▶ [PROBLEM] Your answer should be the entries below, reproduced character for character.

Saved entries:
PR #1708, opened 2026-07-24
Add Mage-Flow image model

lucasnewman:
New image generation / editing model from Microsoft, with various model flavors for editing and few-step generation.

[Model Card](https://huggingface.co/microsoft/Mage-Flow)

Sample from the 4-step Turbo model:
> An editorial product photograph of a cobalt-blue ceramic teapot on a coral-red table, soft window light, crisp shadows, highly detailed.
teapot


lucasnewman:
Note I updated the black version for pre-commit to the latest as we were pinned to an older version, hence the minor formatting changes in other places.

Lazarus-931 (approved):

Lazarus-931:
sgtm!

PR #1710, opened 2026-07-24
fix(rope): apply declared rope_scaling in models that ignored it (Llama-3.2-Vision and 9 others)

1qh:
## Problem

Ten models declare `rope_scaling` on their config dataclass and then build a plain `nn.RoPE` without passing it, so any checkpoint that ships scaling runs **unscaled** positions. The error is exactly zero at position 0 and grows with context length, so it does not show up in short-prompt testing.

**Llama-3.2-Vision is affected today.** `meta-llama/Llama-3.2-11B-Vision-Instruct` ships:

```json
"rope_scaling": {"rope_type": "llama3", "factor": 8.0, "high_freq_factor": 4.0,
                 "low_freq_factor": 1.0, "original_max_position_embeddings": 8192}
```

while `mllama/language.py` builds `nn.RoPE(..., scale=1)`. Comparing the required `Llama3RoPE` against that plain RoPE on identical inputs with the real config:

| position | cosine(correct, current) |
|---|---|
| 0 | 1.000000 |
| 1 000 | 0.959 |
| 8 192 | 0.757 |
| 20 000 | 0.619 |
| 60 000 | 0.503 |

`llama3` scaling is frequency-dependent, not a uniform divide, so it cannot be approximated by the unscaled path — the model's long-context behaviour is what suffers.

## Fix

Route each through the existing `rope_utils.initialize_rope`, already the pattern in `gemma4` and `diffusion_gemma`. Where a config declares no `rope_scaling`, `initialize_rope` returns the same unscaled `nn.RoPE`, so behaviour is unchanged for every current checkpoint of the other nine.

Models changed: `mllama`, `glm4_moe`, `qwen3_moe`, `granite_vision`, `granite4_vision`, `mixtral`, `molmo2`, `molmo_point`, `phi4mm`, `locateanything`.

## Deliberately not changed

`internvl_chat` declares `{"type": "dynamic", "factor": 2.0}` (e.g. InternVL2-8B). `initialize_rope` raises on `dynamic`, so routing it there would turn a silent inaccuracy into a load-time failure. It needs dynamic-NTK support first — flagging it here rather than papering over it.

## Tests

- `test_mllama_rope_scaling_is_applied` — asserts a `llama3` config yields `Llama3RoPE`. Fails on `main`.
- `test_mllama_without_rope_scaling_is_plain` — asserts the no-scaling path stays unscaled.

`python -m unittest mlx_vlm.tests.test_models` passes.

Companion to #1709, which fixes the same class in `gemma3`/`gemma3n` (found first, verified end-to-end against a real gemma-3 checkpoint).

### DIFF
--- a/mlx_vlm/models/glm4_moe/language.py
+++ b/mlx_vlm/models/glm4_moe/language.py
@@ -12,6 +12,7 @@ from ..base import (
 from ..mlp import DeepseekMLP as MLP
 from ..pipeline import PipelineMixin
 from ..switch_layers import SwitchGLU
+from ..rope_utils import initialize_rope
 from .config import ModelConfig
 
 
@@ -36,10 +37,12 @@ class Attention(nn.Module):
             self.q_norm = nn.RMSNorm(head_dim, eps=args.rms_norm_eps)
             self.k_norm = nn.RMSNorm(head_dim, eps=args.rms_norm_eps)
 
-        self.rope = nn.RoPE(
-            int(head_dim * args.partial_rotary_factor),
-            traditional=False,
+        self.rope = initialize_rope(
+            dims=int(head_dim * args.partial_rotary_factor),
             base=args.rope_theta,
+            traditional=False,
+            scaling_config=args.rope_scaling,
+            max_position_embeddings=args.max_position_embeddings,
         )
 
     def __call__(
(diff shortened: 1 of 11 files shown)


lucasnewman:
Thanks for reporting this! We'll resolve it in https://github.com/Blaizzy/mlx-vlm/pull/1927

▶ [TASK SOLUTION]
PR #1708, opened 2026-07-24
Add Mage-Flow image model

lucasnewman:
New image generation / editing model from Microsoft, with various model flavors for editing and few-step generation.

[Model Card](https://huggingface.co/microsoft/Mage-Flow)

Sample from the 4-step Turbo model:
> An editorial product photograph of a cobalt-blue ceramic teapot on a coral-red table, soft window light, crisp shadows, highly detailed.
teapot


lucasnewman:
Note I updated the black version for pre-commit to the latest as we were pinned to an older version, hence the minor formatting changes in other places.

Lazarus-931 (approved):

Lazarus-931:
sgtm!

PR #1710, opened 2026-07-24
fix(rope): apply declared rope_scaling in models that ignored it (Llama-3.2-Vision and 9 others)

1qh:
## Problem

Ten models declare `rope_scaling` on their config dataclass and then build a plain `nn.RoPE` without passing it, so any checkpoint that ships scaling runs **unscaled** positions. The error is exactly zero at position 0 and grows with context length, so it does not show up in short-prompt testing.

**Llama-3.2-Vision is affected today.** `meta-llama/Llama-3.2-11B-Vision-Instruct` ships:

```json
"rope_scaling": {"rope_type": "llama3", "factor": 8.0, "high_freq_factor": 4.0,
                 "low_freq_factor": 1.0, "original_max_position_embeddings": 8192}
```

while `mllama/language.py` builds `nn.RoPE(..., scale=1)`. Comparing the required `Llama3RoPE` against that plain RoPE on identical inputs with the real config:

| position | cosine(correct, current) |
|---|---|
| 0 | 1.000000 |
| 1 000 | 0.959 |
| 8 192 | 0.757 |
| 20 000 | 0.619 |
| 60 000 | 0.503 |

`llama3` scaling is frequency-dependent, not a uniform divide, so it cannot be approximated by the unscaled path — the model's long-context behaviour is what suffers.

## Fix

Route each through the existing `rope_utils.initialize_rope`, already the pattern in `gemma4` and `diffusion_gemma`. Where a config declares no `rope_scaling`, `initialize_rope` returns the same unscaled `nn.RoPE`, so behaviour is unchanged for every current checkpoint of the other nine.

Models changed: `mllama`, `glm4_moe`, `qwen3_moe`, `granite_vision`, `granite4_vision`, `mixtral`, `molmo2`, `molmo_point`, `phi4mm`, `locateanything`.

## Deliberately not changed

`internvl_chat` declares `{"type": "dynamic", "factor": 2.0}` (e.g. InternVL2-8B). `initialize_rope` raises on `dynamic`, so routing it there would turn a silent inaccuracy into a load-time failure. It needs dynamic-NTK support first — flagging it here rather than papering over it.

## Tests

- `test_mllama_rope_scaling_is_applied` — asserts a `llama3` config yields `Llama3RoPE`. Fails on `main`.
- `test_mllama_without_rope_scaling_is_plain` — asserts the no-scaling path stays unscaled.

`python -m unittest mlx_vlm.tests.test_models` passes.

Companion to #1709, which fixes the same class in `gemma3`/`gemma3n` (found first, verified end-to-end against a real gemma-3 checkpoint).

### DIFF
--- a/mlx_vlm/models/glm4_moe/language.py
+++ b/mlx_vlm/models/glm4_moe/language.py
@@ -12,6 +12,7 @@ from ..base import (
 from ..mlp import DeepseekMLP as MLP
 from ..pipeline import PipelineMixin
 from ..switch_layers import SwitchGLU
+from ..rope_utils import initialize_rope
 from .config import ModelConfig
 
 
@@ -36,10 +37,12 @@ class Attention(nn.Module):
             self.q_norm = nn.RMSNorm(head_dim, eps=args.rms_norm_eps)
             self.k_norm = nn.RMSNorm(head_dim, eps=args.rms_norm_eps)
 
-        self.rope = nn.RoPE(
-            int(head_dim * args.partial_rotary_factor),
-            traditional=False,
+        self.rope = initialize_rope(
+            dims=int(head_dim * args.partial_rotary_factor),
             base=args.rope_theta,
+            traditional=False,
+            scaling_config=args.rope_scaling,
+            max_position_embeddings=args.max_position_embeddings,
         )
 
     def __call__(
(diff shortened: 1 of 11 files shown)


lucasnewman:
Thanks for reporting this! We'll resolve it in https://github.com/Blaizzy/mlx-vlm/pull/1927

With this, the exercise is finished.